— WORK ORDER —
Print the listing below exactly, leaving nothing out.
..........
PR #130, opened 2023-01-17
Throwing error when max value query fails

rjrudin:
Both the DSL and serialized handlers do the same thing now. Tried a base class for providing the common behavior, but that felt a little over-engineered, so resurrected QueryHandlerUtil and added a static convenience method there instead. 

Also modified the catch block in MarkLogicConstraintValueStore to catch any exception and throw the same error. 

For testing, I had to manually force an error in order to get executeMaxValuePlan to fail - verified that the error message is correctly constructed.


BillFarber (approved):
LGTM

PR #136, opened 2023-01-18
Moved Kafka-specific classes out of client.ext package

rjrudin:
The IdStrategy is Kakfa-specific, and DocumentWriteOperationBuilder can be used for inspiration for something reusable in the Java Client.


BillFarber (approved):
Nice

PR #137, opened 2023-01-18
Using JsonNode in serialized handler

rjrudin:
Intent is to reduce the number of areas where Jackson can throw an exception. There's now just one place - when the handler is created, the String query is converted into a JsonNode, and then everything after that deals with the JsonNode.


BillFarber (approved):
Nice. I should have thought of doing this earlier.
..........
— EXERCISE SOLUTION —
PR #130, opened 2023-01-17
Throwing error when max value query fails

rjrudin:
Both the DSL and serialized handlers do the same thing now. Tried a base class for providing the common behavior, but that felt a little over-engineered, so resurrected QueryHandlerUtil and added a static convenience method there instead. 

Also modified the catch block in MarkLogicConstraintValueStore to catch any exception and throw the same error. 

For testing, I had to manually force an error in order to get executeMaxValuePlan to fail - verified that the error message is correctly constructed.


BillFarber (approved):
LGTM

PR #136, opened 2023-01-18
Moved Kafka-specific classes out of client.ext package

rjrudin:
The IdStrategy is Kakfa-specific, and DocumentWriteOperationBuilder can be used for inspiration for something reusable in the Java Client.


BillFarber (approved):
Nice

PR #137, opened 2023-01-18
Using JsonNode in serialized handler

rjrudin:
Intent is to reduce the number of areas where Jackson can throw an exception. There's now just one place - when the handler is created, the String query is converted into a JsonNode, and then everything after that deals with the JsonNode.


BillFarber (approved):
Nice. I should have thought of doing this earlier.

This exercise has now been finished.